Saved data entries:
PR #1894, opened 2022-03-22
fix: Display the right status for TP items with changes

### LINKED ISSUE #1884: The item status orb doesn't show an unsynced status por TP items
When the item is under review, we've got three content hashes:
- content hash (the content hash in the blockchain)
- local_content_hash (the content hash in the builder server)
- the content hash in the curation

To correctly show the orb in an unsynced state, compare the local_content_hash with the content hash in the curation, if they don't match, change the color of the orb to yellow.

juanmahidalgo:
Closes #1884

image


nicosantangelo (approved):
LGTM

PR #1895, opened 2022-03-22
feat: Do not let push changes until TP collection is approved

### LINKED ISSUE #1878: Do not show the PUSH CHANGES button on under review items
The current implementation will show PUSH CHANGES on the PUBLISH button, but in reality all changes before the item is approved do should not update the curation.

We can discuss this further but the first idea to solve this is to only show PUSH CHANGES if the item is already approved. It's a bit different from what we do on Standard collections, where *published* collections/items are presented with PUSH CHANGES. But the change derives from the fact that published standard elements have already been committed to the blockchain, but TP items have not until approval

juanmahidalgo:
The following screenshots show an item with changes but since there was no approval yet, the push changes is blocked.

image

Closes #1878

### DIFF
--- a/src/components/ThirdPartyCollectionDetailPage/ThirdPartyCollectionDetailPage.tsx
+++ b/src/components/ThirdPartyCollectionDetailPage/ThirdPartyCollectionDetailPage.tsx
@@ -194,158 +194,154 @@ export default class ThirdPartyCollectionDetailPage extends React.PureComponent<
     const totalPages = Math.ceil(total / PAGE_SIZE)
 
     return (
-      <CollectionProvider id={collection.id}>
-        {() => (
-          <>
-            <Section>
-              <Row>
-                <Back absolute onClick={this.handleGoBack} />
-                <Narrow>
-                  <Row>
-                    <Column className="header-column">
-                      <Row className="header-row" onClick={this.handleEditName}>
-                        <Header size="huge" className="name">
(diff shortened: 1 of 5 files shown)


src/components/ThirdPartyCollectionDetailPage/ThirdPartyCollectionDetailPage.tsx
```diff
@@ -354,9 +350,19 @@ export default class ThirdPartyCollectionDetailPage extends React.PureComponent<
...
+            <LoggedInDetailPage
+              className="ThirdPartyCollectionDetailPage"
+              hasNavigation={!hasAccess && !isLoading && !isLoadingCollectionData}
+              isLoading={isLoading || isLoadingCollectionData}
+            >
+              {shouldRender && thirdParty ? this.renderPage(thirdParty) : <NotFound />}
+            </LoggedInDetailPage>
+          )
+        }}
+      </CollectionProvider>
```
nicosantangelo, line 365: Question!
I think we are leaving the `XXXProvider`s after the `LoggedInDetailPage` so we don't fetch the resource for an address that doesn't have the permissions to see it. In this case I can see us fetching the collection before knowing if the address is connected or not.

So! why are we loading here and not on `renderPage`'s level

nicosantangelo (approved):

PR #1898, opened 2022-03-23
fix: Publish changes without cheques

### LINKED ISSUE #1879: Recover from a failed deployment of TP items
We need to be able to recover or re-do a TP Items publication even if the deployment to the catalyst fails somehow. We could:
- Call the contract for the last hash cheque and compare it with the local root we just created (`tree.merkleRoot`)
- Add a new event to the contract so we can index the `messageHash` on thegraph and update thegraph (create related issues if necessary)

LautaroPetaccio:
This PR changes the `handleInitiateTPItemsApprovalFlow` so when the curator approves the TP items using an already consumed cheque, the cheque is not sent in the meta transaction to the ThirdParty registry.

Closes #1879


nicosantangelo (approved):
awesome

PR #1901, opened 2022-03-24
feat: update approve state

### LINKED ISSUE #1875: Update the TP curation page after a successful approval
After a curator finishes Approving a batch of third party items, the items that were just reviewed remain visible and the button for approval enabled.

We need to:
- [ ] Clean the batch of items
- [ ] Add a "No items left to review" notice in the left bar
- [ ] Disable the APPROVE button

nicosantangelo:
Closes #1875

### DIFF
--- a/src/modules/collection/sagas.ts
+++ b/src/modules/collection/sagas.ts
@@ -72,8 +72,7 @@ import {
   ApproveCollectionFailureAction,
   InitiateTPApprovalFlowAction,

**Try it**
Reproduce the data shown above exactly.

**Solution to this problem**
PR #1894, opened 2022-03-22
fix: Display the right status for TP items with changes

### LINKED ISSUE #1884: The item status orb doesn't show an unsynced status por TP items
When the item is under review, we've got three content hashes:
- content hash (the content hash in the blockchain)
- local_content_hash (the content hash in the builder server)
- the content hash in the curation

To correctly show the orb in an unsynced state, compare the local_content_hash with the content hash in the curation, if they don't match, change the color of the orb to yellow.

juanmahidalgo:
Closes #1884

image


nicosantangelo (approved):
LGTM

PR #1895, opened 2022-03-22
feat: Do not let push changes until TP collection is approved

### LINKED ISSUE #1878: Do not show the PUSH CHANGES button on under review items
The current implementation will show PUSH CHANGES on the PUBLISH button, but in reality all changes before the item is approved do should not update the curation.

We can discuss this further but the first idea to solve this is to only show PUSH CHANGES if the item is already approved. It's a bit different from what we do on Standard collections, where *published* collections/items are presented with PUSH CHANGES. But the change derives from the fact that published standard elements have already been committed to the blockchain, but TP items have not until approval

juanmahidalgo:
The following screenshots show an item with changes but since there was no approval yet, the push changes is blocked.

image

Closes #1878

### DIFF
--- a/src/components/ThirdPartyCollectionDetailPage/ThirdPartyCollectionDetailPage.tsx
+++ b/src/components/ThirdPartyCollectionDetailPage/ThirdPartyCollectionDetailPage.tsx
@@ -194,158 +194,154 @@ export default class ThirdPartyCollectionDetailPage extends React.PureComponent<
     const totalPages = Math.ceil(total / PAGE_SIZE)
 
     return (
-      <CollectionProvider id={collection.id}>
-        {() => (
-          <>
-            <Section>
-              <Row>
-                <Back absolute onClick={this.handleGoBack} />
-                <Narrow>
-                  <Row>
-                    <Column className="header-column">
-                      <Row className="header-row" onClick={this.handleEditName}>
-                        <Header size="huge" className="name">
(diff shortened: 1 of 5 files shown)


src/components/ThirdPartyCollectionDetailPage/ThirdPartyCollectionDetailPage.tsx
```diff
@@ -354,9 +350,19 @@ export default class ThirdPartyCollectionDetailPage extends React.PureComponent<
...
+            <LoggedInDetailPage
+              className="ThirdPartyCollectionDetailPage"
+              hasNavigation={!hasAccess && !isLoading && !isLoadingCollectionData}
+              isLoading={isLoading || isLoadingCollectionData}
+            >
+              {shouldRender && thirdParty ? this.renderPage(thirdParty) : <NotFound />}
+            </LoggedInDetailPage>
+          )
+        }}
+      </CollectionProvider>
```
nicosantangelo, line 365: Question!
I think we are leaving the `XXXProvider`s after the `LoggedInDetailPage` so we don't fetch the resource for an address that doesn't have the permissions to see it. In this case I can see us fetching the collection before knowing if the address is connected or not.

So! why are we loading here and not on `renderPage`'s level

nicosantangelo (approved):

PR #1898, opened 2022-03-23
fix: Publish changes without cheques

### LINKED ISSUE #1879: Recover from a failed deployment of TP items
We need to be able to recover or re-do a TP Items publication even if the deployment to the catalyst fails somehow. We could:
- Call the contract for the last hash cheque and compare it with the local root we just created (`tree.merkleRoot`)
- Add a new event to the contract so we can index the `messageHash` on thegraph and update thegraph (create related issues if necessary)

LautaroPetaccio:
This PR changes the `handleInitiateTPItemsApprovalFlow` so when the curator approves the TP items using an already consumed cheque, the cheque is not sent in the meta transaction to the ThirdParty registry.

Closes #1879


nicosantangelo (approved):
awesome

PR #1901, opened 2022-03-24
feat: update approve state

### LINKED ISSUE #1875: Update the TP curation page after a successful approval
After a curator finishes Approving a batch of third party items, the items that were just reviewed remain visible and the button for approval enabled.

We need to:
- [ ] Clean the batch of items
- [ ] Add a "No items left to review" notice in the left bar
- [ ] Disable the APPROVE button

nicosantangelo:
Closes #1875

### DIFF
--- a/src/modules/collection/sagas.ts
+++ b/src/modules/collection/sagas.ts
@@ -72,8 +72,7 @@ import {
   ApproveCollectionFailureAction,
   InitiateTPApprovalFlowAction,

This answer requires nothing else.